Your answer should be the exact lines of the data below from the one containing "PR #11067, opened 2015-10-26" through the one containing "Issue #13593, opened 2018-11-13"; please include nothing else.

(Beginning of Source material)

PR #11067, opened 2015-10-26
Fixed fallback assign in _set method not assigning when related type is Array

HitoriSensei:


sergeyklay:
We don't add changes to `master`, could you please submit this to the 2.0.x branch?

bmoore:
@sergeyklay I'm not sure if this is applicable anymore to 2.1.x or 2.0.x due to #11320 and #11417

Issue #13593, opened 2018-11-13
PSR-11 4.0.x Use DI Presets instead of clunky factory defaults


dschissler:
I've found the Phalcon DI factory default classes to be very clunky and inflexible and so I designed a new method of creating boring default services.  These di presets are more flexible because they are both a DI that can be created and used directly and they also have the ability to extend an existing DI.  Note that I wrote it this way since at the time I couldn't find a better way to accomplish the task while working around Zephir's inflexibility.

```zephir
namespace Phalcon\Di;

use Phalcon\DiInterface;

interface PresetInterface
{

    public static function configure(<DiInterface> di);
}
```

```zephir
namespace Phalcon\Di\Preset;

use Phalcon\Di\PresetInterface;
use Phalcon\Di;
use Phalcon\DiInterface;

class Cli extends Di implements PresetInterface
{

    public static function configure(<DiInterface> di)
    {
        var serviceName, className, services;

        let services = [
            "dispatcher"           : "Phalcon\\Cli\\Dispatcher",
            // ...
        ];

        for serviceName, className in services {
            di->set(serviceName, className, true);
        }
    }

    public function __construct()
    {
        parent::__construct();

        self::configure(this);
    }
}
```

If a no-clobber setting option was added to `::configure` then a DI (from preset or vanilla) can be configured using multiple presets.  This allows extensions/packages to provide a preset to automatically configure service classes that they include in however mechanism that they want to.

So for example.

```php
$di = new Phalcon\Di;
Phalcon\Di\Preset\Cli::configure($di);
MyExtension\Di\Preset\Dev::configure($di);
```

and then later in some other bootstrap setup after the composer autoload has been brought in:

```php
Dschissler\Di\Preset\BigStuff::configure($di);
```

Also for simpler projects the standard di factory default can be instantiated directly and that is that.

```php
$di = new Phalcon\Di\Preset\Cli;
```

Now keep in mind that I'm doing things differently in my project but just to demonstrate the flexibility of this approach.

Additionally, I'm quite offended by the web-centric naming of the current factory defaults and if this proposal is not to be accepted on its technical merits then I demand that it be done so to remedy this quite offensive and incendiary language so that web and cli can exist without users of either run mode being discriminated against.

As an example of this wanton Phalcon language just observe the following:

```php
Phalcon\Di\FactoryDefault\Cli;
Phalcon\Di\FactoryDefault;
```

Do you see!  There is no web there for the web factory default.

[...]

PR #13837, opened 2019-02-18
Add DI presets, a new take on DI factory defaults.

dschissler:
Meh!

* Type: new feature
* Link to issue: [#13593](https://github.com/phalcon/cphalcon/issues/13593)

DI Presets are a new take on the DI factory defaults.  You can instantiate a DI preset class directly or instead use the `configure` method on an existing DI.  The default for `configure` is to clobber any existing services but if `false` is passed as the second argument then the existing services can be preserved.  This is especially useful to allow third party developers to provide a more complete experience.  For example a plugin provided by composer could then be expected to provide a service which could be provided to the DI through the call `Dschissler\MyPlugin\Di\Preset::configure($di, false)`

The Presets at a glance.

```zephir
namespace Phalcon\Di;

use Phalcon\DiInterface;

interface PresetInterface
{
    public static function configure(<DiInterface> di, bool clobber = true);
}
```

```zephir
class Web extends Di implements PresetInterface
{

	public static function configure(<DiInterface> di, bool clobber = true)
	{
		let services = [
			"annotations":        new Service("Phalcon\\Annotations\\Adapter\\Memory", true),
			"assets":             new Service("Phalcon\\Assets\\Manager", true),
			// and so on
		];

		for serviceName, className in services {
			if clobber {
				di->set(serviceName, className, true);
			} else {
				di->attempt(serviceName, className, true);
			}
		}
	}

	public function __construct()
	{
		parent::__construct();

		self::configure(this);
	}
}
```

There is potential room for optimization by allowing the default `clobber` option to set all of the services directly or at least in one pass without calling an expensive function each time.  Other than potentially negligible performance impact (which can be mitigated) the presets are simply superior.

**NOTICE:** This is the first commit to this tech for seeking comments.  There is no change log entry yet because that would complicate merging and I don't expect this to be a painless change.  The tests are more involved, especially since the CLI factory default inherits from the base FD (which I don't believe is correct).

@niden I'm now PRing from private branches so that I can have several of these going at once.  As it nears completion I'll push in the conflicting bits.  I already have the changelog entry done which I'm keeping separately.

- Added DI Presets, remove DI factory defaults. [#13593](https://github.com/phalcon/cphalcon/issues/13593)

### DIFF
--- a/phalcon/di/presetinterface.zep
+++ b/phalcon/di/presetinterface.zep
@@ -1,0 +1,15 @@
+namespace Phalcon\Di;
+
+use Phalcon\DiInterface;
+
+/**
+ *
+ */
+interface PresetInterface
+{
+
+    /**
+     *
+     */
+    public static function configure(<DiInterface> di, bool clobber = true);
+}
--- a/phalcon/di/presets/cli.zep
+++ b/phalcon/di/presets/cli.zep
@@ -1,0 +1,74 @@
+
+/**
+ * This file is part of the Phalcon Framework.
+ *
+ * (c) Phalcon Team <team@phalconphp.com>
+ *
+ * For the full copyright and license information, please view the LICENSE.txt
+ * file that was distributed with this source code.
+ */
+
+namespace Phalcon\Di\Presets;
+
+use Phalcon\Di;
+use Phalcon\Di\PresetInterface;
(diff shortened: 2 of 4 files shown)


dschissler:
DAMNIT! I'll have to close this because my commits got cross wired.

(End of Source material)
(Beginning of Source material)

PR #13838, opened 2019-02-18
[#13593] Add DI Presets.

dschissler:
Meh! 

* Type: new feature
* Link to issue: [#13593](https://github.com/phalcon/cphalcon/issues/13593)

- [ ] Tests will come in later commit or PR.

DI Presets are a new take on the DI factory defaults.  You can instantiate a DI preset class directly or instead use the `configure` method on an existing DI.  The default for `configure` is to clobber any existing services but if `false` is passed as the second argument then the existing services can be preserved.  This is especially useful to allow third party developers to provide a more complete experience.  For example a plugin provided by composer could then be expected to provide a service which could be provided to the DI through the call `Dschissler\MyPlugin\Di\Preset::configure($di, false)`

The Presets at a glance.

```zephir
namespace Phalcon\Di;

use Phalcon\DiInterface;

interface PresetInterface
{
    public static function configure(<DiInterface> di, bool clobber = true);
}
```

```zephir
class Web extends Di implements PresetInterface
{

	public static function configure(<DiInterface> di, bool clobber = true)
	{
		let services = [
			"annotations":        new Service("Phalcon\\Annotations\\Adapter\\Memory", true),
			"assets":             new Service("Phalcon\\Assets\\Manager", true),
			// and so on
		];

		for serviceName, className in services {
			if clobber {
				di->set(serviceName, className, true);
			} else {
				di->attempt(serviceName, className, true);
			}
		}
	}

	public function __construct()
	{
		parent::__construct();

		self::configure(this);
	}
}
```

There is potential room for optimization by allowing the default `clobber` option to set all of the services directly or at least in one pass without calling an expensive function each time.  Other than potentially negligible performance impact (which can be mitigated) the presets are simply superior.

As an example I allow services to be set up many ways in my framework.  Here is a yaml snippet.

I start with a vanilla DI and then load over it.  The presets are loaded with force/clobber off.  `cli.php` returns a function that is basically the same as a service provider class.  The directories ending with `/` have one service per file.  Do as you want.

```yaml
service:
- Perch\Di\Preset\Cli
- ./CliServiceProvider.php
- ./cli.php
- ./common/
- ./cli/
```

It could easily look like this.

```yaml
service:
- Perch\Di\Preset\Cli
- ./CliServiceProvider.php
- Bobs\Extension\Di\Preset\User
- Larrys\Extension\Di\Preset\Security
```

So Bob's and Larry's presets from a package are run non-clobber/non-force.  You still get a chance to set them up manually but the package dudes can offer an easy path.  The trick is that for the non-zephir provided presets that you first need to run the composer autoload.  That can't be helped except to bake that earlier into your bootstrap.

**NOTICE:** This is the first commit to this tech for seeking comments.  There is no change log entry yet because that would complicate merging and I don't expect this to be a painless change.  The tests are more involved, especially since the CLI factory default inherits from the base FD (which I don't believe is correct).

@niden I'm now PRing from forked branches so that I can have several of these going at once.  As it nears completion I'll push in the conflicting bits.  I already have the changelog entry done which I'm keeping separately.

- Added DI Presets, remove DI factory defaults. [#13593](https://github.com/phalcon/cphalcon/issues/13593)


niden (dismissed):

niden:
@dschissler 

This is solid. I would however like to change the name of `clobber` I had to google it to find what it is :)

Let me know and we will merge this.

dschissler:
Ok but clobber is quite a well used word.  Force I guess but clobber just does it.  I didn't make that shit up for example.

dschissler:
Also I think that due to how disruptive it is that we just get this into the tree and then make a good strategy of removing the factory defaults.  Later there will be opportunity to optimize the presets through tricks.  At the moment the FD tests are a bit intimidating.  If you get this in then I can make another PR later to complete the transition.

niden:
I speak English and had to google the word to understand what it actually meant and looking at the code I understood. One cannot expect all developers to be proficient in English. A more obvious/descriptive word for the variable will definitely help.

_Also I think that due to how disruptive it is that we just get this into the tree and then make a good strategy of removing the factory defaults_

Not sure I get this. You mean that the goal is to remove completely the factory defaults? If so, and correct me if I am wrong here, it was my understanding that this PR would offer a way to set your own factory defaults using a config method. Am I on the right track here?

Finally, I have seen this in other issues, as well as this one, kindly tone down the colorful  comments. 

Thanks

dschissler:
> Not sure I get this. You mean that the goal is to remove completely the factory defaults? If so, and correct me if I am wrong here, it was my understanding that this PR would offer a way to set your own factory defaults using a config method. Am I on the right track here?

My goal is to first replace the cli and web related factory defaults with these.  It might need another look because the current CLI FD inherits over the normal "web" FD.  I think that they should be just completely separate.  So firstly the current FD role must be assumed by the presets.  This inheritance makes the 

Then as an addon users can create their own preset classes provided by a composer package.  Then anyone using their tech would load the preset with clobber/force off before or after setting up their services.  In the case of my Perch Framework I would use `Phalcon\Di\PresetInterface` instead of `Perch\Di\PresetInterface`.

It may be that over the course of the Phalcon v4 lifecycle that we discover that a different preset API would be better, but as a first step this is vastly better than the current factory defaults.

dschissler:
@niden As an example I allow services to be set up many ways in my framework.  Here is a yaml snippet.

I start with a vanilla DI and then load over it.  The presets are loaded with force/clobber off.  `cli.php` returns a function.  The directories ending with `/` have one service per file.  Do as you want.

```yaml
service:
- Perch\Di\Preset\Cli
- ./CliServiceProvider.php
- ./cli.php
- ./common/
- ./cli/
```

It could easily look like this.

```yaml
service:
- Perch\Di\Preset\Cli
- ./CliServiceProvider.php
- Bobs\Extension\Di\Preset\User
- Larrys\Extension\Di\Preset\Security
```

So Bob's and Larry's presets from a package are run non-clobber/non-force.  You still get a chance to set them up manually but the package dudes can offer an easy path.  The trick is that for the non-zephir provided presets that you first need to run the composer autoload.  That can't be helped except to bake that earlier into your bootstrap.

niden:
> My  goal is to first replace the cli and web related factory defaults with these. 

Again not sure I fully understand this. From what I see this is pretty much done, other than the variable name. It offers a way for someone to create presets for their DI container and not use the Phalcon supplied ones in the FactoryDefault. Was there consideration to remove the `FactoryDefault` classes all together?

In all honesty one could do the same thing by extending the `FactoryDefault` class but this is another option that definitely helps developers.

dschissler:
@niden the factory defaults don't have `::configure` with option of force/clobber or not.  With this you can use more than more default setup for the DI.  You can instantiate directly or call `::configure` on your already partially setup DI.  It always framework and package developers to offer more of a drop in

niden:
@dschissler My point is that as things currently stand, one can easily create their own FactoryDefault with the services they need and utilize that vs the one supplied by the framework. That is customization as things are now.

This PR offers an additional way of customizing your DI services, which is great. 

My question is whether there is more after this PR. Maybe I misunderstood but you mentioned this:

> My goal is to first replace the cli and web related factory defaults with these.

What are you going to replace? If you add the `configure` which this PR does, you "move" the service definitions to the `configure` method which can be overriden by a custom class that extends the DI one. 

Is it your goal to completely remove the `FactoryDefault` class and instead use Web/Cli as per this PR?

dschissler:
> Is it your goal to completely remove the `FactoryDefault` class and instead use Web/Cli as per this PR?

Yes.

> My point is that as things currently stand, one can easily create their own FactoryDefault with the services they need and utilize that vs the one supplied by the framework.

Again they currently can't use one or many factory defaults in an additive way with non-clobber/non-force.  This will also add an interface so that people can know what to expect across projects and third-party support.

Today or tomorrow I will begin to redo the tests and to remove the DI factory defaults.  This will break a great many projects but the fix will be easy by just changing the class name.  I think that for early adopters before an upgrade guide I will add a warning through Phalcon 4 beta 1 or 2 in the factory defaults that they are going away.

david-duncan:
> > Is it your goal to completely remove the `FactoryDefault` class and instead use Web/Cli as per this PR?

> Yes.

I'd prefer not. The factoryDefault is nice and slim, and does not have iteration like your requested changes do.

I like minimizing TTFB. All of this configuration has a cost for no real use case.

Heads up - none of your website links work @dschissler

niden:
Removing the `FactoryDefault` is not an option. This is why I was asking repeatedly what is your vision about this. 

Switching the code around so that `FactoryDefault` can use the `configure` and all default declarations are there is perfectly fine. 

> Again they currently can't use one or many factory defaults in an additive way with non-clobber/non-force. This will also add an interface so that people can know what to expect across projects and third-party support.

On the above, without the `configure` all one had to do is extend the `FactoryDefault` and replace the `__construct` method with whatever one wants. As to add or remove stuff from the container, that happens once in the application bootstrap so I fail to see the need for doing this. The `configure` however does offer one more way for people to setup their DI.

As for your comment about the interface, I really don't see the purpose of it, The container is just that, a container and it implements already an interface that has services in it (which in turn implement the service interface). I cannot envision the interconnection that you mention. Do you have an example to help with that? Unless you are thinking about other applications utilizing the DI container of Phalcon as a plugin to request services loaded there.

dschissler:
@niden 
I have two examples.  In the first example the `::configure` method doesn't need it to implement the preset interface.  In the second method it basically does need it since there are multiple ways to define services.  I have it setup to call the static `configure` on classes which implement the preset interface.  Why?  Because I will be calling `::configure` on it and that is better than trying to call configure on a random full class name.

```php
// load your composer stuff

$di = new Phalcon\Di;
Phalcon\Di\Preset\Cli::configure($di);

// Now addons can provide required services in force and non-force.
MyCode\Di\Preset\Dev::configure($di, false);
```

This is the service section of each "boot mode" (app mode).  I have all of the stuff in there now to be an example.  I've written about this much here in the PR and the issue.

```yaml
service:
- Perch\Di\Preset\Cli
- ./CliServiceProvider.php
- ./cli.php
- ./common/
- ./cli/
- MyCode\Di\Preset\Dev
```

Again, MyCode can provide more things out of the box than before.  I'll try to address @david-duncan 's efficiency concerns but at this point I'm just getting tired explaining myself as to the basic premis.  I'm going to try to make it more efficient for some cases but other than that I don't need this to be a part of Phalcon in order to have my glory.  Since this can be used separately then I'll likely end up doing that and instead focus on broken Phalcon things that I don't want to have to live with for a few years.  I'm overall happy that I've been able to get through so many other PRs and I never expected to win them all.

(End of Source material)

Solution for this exercise:
PR #11067, opened 2015-10-26
Fixed fallback assign in _set method not assigning when related type is Array

HitoriSensei:


sergeyklay:
We don't add changes to `master`, could you please submit this to the 2.0.x branch?

bmoore:
@sergeyklay I'm not sure if this is applicable anymore to 2.1.x or 2.0.x due to #11320 and #11417

Issue #13593, opened 2018-11-13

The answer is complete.